What the task requires |
Your answer should be the lines of the material that include the word "ValueAggregationStrategy".

Material for this exercise |

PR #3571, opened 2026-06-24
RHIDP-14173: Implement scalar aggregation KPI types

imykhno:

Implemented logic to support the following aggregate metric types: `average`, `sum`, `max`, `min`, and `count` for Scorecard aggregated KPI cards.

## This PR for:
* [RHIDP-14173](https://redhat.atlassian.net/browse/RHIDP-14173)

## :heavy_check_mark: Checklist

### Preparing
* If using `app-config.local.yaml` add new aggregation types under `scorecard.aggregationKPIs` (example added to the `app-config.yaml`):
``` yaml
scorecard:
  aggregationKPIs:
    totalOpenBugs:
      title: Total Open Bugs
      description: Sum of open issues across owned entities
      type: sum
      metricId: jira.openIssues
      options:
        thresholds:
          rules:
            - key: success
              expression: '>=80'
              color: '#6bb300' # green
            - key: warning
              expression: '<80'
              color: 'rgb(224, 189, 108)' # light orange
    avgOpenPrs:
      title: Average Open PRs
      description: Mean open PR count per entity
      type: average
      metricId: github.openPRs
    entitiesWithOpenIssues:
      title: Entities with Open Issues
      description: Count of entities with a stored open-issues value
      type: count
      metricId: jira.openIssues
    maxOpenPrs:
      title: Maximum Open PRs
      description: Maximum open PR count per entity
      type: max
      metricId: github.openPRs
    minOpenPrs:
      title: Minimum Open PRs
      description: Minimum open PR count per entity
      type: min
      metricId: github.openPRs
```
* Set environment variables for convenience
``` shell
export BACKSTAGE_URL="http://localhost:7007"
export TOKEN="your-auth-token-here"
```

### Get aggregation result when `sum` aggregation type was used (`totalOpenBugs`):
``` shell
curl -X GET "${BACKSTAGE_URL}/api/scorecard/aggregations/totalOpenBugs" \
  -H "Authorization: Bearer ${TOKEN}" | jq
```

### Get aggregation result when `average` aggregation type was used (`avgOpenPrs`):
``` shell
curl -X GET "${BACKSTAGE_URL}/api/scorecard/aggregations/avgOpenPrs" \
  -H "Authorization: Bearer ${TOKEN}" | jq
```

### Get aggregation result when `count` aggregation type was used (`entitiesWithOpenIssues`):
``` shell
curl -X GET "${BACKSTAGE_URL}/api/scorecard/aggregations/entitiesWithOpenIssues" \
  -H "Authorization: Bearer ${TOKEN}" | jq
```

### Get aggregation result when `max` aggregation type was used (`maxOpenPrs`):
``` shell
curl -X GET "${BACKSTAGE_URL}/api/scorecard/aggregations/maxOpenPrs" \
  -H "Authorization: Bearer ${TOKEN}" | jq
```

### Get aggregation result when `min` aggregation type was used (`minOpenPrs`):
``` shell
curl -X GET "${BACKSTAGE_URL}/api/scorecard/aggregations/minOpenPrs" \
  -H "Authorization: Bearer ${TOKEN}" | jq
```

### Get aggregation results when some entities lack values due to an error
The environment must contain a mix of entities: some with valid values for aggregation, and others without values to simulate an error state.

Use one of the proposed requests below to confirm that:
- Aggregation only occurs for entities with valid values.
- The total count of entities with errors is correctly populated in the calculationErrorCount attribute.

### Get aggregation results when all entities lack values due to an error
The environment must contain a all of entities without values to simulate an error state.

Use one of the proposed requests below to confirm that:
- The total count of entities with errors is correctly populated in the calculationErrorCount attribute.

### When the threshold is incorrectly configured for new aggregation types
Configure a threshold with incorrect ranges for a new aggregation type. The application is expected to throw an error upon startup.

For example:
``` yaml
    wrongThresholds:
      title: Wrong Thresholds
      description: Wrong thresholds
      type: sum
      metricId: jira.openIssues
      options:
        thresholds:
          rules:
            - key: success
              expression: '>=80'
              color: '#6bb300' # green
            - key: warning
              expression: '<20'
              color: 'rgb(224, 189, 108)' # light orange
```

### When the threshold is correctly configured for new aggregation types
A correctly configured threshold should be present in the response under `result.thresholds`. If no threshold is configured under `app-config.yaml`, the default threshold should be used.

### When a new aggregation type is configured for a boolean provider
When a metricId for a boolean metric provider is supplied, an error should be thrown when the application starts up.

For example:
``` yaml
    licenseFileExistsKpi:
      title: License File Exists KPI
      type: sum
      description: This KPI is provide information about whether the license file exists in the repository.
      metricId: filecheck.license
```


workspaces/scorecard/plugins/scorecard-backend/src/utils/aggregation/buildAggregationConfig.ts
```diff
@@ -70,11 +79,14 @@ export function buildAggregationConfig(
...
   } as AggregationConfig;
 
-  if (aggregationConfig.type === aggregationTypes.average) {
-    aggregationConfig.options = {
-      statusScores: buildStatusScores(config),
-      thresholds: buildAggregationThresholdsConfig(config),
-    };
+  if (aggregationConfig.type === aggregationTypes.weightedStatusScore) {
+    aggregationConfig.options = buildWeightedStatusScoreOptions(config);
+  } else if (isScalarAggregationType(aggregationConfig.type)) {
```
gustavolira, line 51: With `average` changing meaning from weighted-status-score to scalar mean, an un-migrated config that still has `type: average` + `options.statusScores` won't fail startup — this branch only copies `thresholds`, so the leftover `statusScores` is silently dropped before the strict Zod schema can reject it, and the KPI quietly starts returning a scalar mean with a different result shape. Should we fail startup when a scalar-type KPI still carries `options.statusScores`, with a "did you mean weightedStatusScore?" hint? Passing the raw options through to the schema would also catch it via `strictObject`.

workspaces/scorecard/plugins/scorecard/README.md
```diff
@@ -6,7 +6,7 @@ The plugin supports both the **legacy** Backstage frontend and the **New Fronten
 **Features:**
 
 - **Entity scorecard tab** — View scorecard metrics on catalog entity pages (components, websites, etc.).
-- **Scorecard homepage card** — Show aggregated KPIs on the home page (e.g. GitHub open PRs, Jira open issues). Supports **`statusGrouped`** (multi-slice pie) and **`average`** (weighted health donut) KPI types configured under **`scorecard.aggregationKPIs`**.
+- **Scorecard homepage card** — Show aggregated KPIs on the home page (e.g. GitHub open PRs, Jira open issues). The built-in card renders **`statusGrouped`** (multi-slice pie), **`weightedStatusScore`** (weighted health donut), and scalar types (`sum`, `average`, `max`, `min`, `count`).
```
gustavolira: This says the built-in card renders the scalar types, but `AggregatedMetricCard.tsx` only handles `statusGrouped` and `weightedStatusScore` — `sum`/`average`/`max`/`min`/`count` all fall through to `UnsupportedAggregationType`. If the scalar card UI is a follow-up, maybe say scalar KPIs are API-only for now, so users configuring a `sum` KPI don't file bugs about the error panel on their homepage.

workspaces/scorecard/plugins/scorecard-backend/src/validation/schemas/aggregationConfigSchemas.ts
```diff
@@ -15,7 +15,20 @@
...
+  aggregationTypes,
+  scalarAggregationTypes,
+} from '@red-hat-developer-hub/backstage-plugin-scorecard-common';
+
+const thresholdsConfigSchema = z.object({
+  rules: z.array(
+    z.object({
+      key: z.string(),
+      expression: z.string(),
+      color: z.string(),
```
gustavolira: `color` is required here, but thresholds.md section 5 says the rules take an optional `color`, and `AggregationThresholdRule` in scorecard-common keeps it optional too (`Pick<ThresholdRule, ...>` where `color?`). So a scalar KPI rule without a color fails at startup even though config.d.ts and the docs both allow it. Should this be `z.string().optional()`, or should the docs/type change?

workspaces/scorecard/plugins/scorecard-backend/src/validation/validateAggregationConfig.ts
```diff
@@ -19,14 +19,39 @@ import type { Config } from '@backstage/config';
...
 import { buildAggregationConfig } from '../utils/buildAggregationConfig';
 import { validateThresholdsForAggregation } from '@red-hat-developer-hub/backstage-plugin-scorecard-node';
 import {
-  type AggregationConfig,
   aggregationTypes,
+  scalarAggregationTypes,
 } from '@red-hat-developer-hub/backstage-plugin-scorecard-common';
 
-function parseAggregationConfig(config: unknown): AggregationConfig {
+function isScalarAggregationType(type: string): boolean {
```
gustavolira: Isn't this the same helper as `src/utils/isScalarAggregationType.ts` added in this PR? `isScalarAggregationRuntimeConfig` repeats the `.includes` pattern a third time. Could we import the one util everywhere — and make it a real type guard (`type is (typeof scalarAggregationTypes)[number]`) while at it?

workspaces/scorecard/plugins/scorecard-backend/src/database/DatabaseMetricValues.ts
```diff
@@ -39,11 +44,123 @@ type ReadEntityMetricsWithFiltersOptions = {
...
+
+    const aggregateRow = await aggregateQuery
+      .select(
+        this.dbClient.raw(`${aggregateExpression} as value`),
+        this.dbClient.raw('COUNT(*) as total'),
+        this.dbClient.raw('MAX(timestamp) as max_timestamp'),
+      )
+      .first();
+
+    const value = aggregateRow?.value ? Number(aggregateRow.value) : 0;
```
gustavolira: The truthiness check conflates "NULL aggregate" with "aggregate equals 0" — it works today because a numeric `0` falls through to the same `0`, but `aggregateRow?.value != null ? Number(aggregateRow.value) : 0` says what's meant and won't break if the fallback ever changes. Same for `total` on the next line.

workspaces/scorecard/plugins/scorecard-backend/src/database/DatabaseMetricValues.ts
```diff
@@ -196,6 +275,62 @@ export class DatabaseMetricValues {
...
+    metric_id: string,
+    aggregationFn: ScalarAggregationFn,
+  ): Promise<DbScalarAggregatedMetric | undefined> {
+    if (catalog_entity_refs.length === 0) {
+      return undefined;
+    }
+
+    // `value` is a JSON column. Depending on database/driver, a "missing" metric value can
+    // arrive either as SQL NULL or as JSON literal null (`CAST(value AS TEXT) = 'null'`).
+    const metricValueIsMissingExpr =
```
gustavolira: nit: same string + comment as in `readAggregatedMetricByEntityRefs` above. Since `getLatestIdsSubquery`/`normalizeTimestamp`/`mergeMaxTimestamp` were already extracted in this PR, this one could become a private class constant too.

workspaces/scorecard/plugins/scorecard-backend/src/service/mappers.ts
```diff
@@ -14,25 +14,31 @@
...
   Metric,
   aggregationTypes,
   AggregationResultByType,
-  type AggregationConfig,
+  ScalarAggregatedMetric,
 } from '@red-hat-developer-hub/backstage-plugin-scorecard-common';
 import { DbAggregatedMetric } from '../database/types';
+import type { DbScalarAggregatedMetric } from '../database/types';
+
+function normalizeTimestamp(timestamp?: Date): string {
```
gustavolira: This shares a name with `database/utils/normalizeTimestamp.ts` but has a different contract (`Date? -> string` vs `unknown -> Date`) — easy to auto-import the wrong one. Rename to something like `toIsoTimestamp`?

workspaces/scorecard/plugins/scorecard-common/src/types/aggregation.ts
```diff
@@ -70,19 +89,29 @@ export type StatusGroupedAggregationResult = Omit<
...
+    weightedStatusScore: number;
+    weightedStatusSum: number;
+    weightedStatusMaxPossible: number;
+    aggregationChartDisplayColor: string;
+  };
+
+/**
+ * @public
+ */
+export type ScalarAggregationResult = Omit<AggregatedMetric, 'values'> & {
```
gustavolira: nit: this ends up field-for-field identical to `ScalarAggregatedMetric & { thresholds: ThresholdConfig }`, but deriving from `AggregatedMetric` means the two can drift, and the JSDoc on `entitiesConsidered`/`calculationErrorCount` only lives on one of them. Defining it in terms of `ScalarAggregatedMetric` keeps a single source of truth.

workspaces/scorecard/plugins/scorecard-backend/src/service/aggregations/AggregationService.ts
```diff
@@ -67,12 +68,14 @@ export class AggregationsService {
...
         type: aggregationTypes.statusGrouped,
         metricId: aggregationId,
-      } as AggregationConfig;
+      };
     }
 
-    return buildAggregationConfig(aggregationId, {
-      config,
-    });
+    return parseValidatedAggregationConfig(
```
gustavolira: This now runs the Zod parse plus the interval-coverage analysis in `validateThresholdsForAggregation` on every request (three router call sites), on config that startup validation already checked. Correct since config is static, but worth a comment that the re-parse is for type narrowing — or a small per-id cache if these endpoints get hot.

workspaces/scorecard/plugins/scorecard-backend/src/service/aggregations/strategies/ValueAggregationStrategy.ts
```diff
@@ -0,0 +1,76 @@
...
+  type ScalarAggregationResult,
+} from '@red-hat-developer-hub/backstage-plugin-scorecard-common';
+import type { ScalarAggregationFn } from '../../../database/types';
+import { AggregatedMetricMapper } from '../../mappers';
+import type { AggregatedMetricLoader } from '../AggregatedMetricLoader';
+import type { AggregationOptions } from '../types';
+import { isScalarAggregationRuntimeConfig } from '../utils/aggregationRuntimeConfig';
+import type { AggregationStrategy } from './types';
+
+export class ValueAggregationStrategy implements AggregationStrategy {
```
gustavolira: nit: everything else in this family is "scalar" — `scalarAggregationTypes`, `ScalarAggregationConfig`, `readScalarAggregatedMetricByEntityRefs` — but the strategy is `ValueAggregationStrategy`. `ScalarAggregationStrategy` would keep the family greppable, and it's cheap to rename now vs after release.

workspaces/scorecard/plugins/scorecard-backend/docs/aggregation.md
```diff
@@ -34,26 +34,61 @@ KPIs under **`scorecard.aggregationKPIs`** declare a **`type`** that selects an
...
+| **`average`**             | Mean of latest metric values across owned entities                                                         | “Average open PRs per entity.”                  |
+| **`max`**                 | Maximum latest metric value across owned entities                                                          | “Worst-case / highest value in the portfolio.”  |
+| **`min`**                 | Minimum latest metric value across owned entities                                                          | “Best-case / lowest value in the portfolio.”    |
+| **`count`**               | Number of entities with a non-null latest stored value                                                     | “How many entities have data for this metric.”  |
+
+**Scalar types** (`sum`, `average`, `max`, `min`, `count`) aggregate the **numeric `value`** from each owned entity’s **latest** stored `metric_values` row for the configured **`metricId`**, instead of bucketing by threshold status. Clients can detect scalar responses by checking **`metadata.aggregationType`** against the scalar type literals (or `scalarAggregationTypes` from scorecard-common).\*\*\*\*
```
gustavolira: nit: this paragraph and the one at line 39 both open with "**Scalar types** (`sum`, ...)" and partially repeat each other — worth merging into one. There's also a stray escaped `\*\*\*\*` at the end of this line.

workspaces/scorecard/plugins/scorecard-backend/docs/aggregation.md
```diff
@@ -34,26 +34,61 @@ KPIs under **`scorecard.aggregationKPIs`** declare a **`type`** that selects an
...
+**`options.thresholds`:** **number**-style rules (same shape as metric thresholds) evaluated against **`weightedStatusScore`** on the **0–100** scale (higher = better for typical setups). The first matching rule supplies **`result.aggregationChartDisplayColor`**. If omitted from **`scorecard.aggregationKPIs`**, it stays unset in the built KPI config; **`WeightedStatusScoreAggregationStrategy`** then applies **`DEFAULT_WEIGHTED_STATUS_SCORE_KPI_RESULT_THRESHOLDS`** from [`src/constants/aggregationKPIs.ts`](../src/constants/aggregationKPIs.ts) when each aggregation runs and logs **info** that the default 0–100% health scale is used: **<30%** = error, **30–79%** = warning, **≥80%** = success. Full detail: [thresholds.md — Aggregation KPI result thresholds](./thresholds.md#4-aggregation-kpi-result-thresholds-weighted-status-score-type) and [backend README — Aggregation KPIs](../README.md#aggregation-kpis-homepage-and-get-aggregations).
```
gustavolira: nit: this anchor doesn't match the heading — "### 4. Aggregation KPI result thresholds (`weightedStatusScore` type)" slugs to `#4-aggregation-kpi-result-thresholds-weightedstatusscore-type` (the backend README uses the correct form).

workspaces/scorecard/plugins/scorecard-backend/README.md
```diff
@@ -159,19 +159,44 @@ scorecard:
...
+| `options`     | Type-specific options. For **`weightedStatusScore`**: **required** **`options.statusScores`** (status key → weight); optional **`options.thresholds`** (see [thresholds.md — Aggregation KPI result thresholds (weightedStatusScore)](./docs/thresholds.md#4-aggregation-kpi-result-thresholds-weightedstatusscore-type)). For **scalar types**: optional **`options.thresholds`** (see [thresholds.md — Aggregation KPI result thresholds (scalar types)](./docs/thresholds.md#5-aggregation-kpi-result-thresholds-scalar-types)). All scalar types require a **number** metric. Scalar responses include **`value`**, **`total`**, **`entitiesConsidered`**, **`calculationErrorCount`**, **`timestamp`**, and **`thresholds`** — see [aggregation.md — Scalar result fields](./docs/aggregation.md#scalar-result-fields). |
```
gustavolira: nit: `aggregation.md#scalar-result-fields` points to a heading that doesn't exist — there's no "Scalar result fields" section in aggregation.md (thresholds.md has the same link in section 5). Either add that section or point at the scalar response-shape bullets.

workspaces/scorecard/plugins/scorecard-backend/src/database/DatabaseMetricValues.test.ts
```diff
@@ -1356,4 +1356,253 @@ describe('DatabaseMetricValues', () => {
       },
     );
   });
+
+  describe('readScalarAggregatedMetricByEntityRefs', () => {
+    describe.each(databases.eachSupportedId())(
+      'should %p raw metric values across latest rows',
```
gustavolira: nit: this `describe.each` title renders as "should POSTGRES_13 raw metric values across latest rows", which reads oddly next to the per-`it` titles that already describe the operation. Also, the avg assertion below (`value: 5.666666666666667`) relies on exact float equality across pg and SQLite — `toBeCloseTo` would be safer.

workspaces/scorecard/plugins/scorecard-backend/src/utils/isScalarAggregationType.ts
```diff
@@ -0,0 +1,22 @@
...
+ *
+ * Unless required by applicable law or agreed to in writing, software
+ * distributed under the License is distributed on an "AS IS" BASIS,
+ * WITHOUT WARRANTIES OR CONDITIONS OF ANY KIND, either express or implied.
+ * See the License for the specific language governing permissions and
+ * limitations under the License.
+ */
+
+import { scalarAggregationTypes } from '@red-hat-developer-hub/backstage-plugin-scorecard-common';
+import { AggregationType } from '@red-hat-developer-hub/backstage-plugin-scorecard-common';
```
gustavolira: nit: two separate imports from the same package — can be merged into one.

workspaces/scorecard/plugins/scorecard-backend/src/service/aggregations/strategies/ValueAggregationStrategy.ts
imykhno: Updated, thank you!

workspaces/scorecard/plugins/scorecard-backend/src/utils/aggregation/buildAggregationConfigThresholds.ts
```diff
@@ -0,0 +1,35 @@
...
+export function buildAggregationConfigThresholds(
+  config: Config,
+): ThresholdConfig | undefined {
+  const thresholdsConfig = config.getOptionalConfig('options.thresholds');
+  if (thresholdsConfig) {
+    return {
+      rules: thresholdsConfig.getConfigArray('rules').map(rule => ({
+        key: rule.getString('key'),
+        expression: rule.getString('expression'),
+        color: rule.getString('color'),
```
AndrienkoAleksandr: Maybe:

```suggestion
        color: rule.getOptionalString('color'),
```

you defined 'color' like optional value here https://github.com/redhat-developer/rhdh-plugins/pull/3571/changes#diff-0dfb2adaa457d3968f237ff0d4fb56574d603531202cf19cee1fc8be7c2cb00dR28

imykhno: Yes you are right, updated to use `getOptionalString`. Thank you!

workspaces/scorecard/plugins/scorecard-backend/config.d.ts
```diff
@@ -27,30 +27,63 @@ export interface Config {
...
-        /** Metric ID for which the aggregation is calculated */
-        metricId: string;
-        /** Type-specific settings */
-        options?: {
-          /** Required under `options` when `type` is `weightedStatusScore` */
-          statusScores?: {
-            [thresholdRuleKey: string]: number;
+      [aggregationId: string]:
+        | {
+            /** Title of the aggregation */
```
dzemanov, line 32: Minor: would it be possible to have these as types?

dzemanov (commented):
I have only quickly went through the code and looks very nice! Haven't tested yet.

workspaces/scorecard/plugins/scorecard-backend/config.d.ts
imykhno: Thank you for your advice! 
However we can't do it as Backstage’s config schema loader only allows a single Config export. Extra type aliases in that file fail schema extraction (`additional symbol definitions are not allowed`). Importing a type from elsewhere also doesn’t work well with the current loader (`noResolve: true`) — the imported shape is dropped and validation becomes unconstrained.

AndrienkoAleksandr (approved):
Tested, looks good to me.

Answer to the problem |
workspaces/scorecard/plugins/scorecard-backend/src/service/aggregations/strategies/ValueAggregationStrategy.ts
+export class ValueAggregationStrategy implements AggregationStrategy {
gustavolira: nit: everything else in this family is "scalar" — `scalarAggregationTypes`, `ScalarAggregationConfig`, `readScalarAggregatedMetricByEntityRefs` — but the strategy is `ValueAggregationStrategy`. `ScalarAggregationStrategy` would keep the family greppable, and it's cheap to rename now vs after release.
workspaces/scorecard/plugins/scorecard-backend/src/service/aggregations/strategies/ValueAggregationStrategy.ts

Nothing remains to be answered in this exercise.